» BRIEF:
Wherever a line of the data contains "None", copy that line.

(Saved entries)
*****

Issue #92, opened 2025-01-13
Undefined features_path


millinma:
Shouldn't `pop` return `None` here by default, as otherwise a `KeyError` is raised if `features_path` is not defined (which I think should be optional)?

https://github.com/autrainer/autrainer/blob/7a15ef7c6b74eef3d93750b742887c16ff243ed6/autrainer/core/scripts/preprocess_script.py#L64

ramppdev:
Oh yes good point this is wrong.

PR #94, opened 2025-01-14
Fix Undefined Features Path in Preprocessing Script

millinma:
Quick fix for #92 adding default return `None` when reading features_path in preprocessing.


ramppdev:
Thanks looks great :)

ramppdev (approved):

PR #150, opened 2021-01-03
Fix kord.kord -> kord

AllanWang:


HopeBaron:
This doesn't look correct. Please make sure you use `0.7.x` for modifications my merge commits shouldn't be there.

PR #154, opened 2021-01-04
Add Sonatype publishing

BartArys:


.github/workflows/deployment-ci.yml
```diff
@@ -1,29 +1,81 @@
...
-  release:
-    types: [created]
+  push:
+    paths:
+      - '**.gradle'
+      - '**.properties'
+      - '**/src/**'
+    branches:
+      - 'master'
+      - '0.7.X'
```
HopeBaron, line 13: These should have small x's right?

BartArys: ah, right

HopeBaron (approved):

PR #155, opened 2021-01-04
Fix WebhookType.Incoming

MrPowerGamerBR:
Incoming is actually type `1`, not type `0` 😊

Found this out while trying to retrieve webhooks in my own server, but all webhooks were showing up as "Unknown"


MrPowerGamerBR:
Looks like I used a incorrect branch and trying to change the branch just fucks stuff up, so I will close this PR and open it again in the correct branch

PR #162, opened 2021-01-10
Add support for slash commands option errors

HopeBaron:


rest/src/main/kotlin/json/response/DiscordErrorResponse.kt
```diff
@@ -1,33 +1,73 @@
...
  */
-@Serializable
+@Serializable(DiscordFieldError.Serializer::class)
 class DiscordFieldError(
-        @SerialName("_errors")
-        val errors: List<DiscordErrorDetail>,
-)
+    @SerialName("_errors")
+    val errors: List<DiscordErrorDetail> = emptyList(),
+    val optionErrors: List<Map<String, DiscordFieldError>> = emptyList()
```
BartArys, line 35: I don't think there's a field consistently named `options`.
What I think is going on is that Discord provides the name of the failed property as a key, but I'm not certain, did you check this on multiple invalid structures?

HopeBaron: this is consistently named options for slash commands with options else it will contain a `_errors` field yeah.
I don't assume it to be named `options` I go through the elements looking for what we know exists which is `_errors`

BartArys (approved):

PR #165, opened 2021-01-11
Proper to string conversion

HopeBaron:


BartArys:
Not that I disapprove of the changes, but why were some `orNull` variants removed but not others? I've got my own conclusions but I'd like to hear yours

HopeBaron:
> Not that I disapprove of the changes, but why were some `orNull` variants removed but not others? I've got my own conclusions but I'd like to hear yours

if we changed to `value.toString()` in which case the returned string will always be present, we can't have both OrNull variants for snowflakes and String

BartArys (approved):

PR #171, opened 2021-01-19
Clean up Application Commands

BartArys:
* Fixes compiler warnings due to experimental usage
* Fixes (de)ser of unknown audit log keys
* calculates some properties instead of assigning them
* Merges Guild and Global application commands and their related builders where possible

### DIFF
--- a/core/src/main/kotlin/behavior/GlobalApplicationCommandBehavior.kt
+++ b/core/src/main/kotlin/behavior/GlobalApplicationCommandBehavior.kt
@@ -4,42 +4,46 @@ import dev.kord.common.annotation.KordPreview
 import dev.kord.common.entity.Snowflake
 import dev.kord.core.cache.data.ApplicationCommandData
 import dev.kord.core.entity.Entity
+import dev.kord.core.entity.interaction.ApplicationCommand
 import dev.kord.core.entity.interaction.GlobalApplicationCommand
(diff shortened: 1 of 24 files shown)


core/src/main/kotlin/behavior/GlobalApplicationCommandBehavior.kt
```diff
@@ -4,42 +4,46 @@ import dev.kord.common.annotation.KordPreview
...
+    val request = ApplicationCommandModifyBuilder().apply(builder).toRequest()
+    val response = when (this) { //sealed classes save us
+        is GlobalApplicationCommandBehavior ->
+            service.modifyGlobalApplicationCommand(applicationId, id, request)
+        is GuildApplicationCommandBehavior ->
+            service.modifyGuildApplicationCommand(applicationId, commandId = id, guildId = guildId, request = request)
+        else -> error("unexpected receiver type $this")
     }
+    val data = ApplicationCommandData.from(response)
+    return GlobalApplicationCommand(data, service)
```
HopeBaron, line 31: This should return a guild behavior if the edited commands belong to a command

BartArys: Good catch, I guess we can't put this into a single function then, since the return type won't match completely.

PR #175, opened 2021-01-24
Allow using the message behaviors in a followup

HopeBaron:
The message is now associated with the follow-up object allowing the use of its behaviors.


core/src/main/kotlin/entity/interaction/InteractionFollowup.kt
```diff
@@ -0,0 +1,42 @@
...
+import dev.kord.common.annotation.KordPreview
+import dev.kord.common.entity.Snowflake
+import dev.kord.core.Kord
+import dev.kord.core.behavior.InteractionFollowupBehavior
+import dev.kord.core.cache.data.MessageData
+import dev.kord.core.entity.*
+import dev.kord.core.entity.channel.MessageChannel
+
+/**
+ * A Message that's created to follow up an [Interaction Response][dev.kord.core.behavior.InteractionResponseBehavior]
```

*****

» ANSWER FOR THIS EXERCISE:
Shouldn't `pop` return `None` here by default, as otherwise a `KeyError` is raised if `features_path` is not defined (which I think should be optional)?
Quick fix for #92 adding default return `None` when reading features_path in preprocessing.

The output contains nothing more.